Einfache Regel: write darf nicht "standardmäßig" sein, sondern nur über einen separaten kontrollierten Pfad mit expliziter Prüfung von Rechten, Kontext und Ausführungsbedingungen.

Beispiel für das Anti-Pattern

Das Team baut einen Support-Agenten, der den Bestellstatus liest und bei Bedarf ein Ticket schließen oder eine Mail senden kann.

Der Agent bekommt write-tools sofort, ohne eigene Prüfphase vor der Aktion.

PYTHON
decision = agent.decide_next_action(user_message)
# Route ist falsch, aber write ist trotzdem verfügbar
result = run_tool(decision.tool, decision.args)
return result

In diesem Setup fehlt der Basisschutz:

PYTHON
# kein deny-by-default für write-tools
# kein approval_required für riskante Aktionen
# kein idempotency_key für Wiederholungen
# kein harter tenant/env scope

Für diesen Fall braucht ihr ein policy-gate vor jedem write-Schritt:

PYTHON
if decision.tool in WRITE_TOOLS and not is_write_allowed(ctx, decision):
    return stop("approval_required")

Wenn Bedingungen nicht erfüllt sind, darf der Run nicht in eine externe write-Aktion gehen.
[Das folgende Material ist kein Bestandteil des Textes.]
PR #7366, opened 2022-01-10
fix: pass static class name to ReturnTypeAnalyzer

Patrick-Remy:
As already stated out in PR #7359 and found there:

In these lines the `$fq_classlike_name` is overriden if the return type is declared in a parent class:

https://github.com/vimeo/psalm/blob/549c02d661189029f93ae685db41194a0593d66f/src/Psalm/Internal/Analyzer/ClassAnalyzer.php#L1871-L1875

And then downpassed via `ReturnTypeAnalyzer::verifyReturnType` to as both `$self_class`- and `$static_class_type`-param.
https://github.com/vimeo/psalm/blob/549c02d661189029f93ae685db41194a0593d66f/src/Psalm/Internal/Analyzer/FunctionLike/ReturnTypeAnalyzer.php#L424-L428

The bug is currently not really visible, as e.g. for `@return class-string<static>` correctly only `static::class` is allowed and therefor not expected.


Patrick-Remy:
I fixed that I unintentionally commented-out here
https://github.com/vimeo/psalm/pull/7366/files#diff-ec7956a405a9a30d502695776e76d48768f3bb19238e94eee0897b16856dc3acR12

orklah:
Thanks! That's great!

PR #7367, opened 2022-01-10
Fix crash in code action

tm1000:
This PR fixes the following bug introduced into codeAction as a result of the underlying cache being empty when creating new files while using the language server

```
[Error - 11:05:08 PM] Request textDocument/codeAction failed.
  Message: UnexpectedValueException: Expecting /project/myTestFile.php:27:531:-:closure to have storage in /project/myTestFile.php in /project/vendor/vimeo/psalm/src/Psalm/Codebase.php:650
```

It's actually almost the same as #7247 except I didn't add the try/catch to my own code!  🤕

In diesem Fall fügt Write Access by Default hinzu:

  • Risiko unerwünschter Änderungen in externen Systemen
  • duplizierte write-Operationen bei retries
  • größerer blast radius in Multi-Tenant-Umgebungen

Warum es entsteht und was schiefläuft

Dieses Anti-Pattern entsteht oft, wenn ein Team den Agenten "maximal autonom" machen will und write-Zugriff öffnet, bevor Kontrollgrenzen stehen.

Typische Ursachen:

  • Demo-Ansatz: erst alle Tools freigeben, Limits später
  • keine klare Trennung von read- und write-Routen
  • Zugriffsregeln stehen im Prompt, werden aber nicht im gateway erzwungen
  • kein Pflicht-idempotency_key für write-Operationen

Daraus folgen Probleme:

  • unsichere side effects (Zustandsänderungen) - der Agent kann schreiben, wo er nur lesen sollte
  • wiederholte Aktionen - retry oder loop wiederholt dieselbe write-Operation
  • hoher blast radius - ohne harten scope trifft der Fehler den falschen tenant/env
  • schwierige Incident-Analyse - schwer nachzuweisen, warum write erlaubt war
  • Verlust von Vorhersehbarkeit - das Team kontrolliert nicht, wann das System zu write übergeht

Im Unterschied zu Blind Tool Trust liegt das Hauptproblem hier nicht in der Payload-Validierung, sondern im standardmäßig offenen write-Zugriff.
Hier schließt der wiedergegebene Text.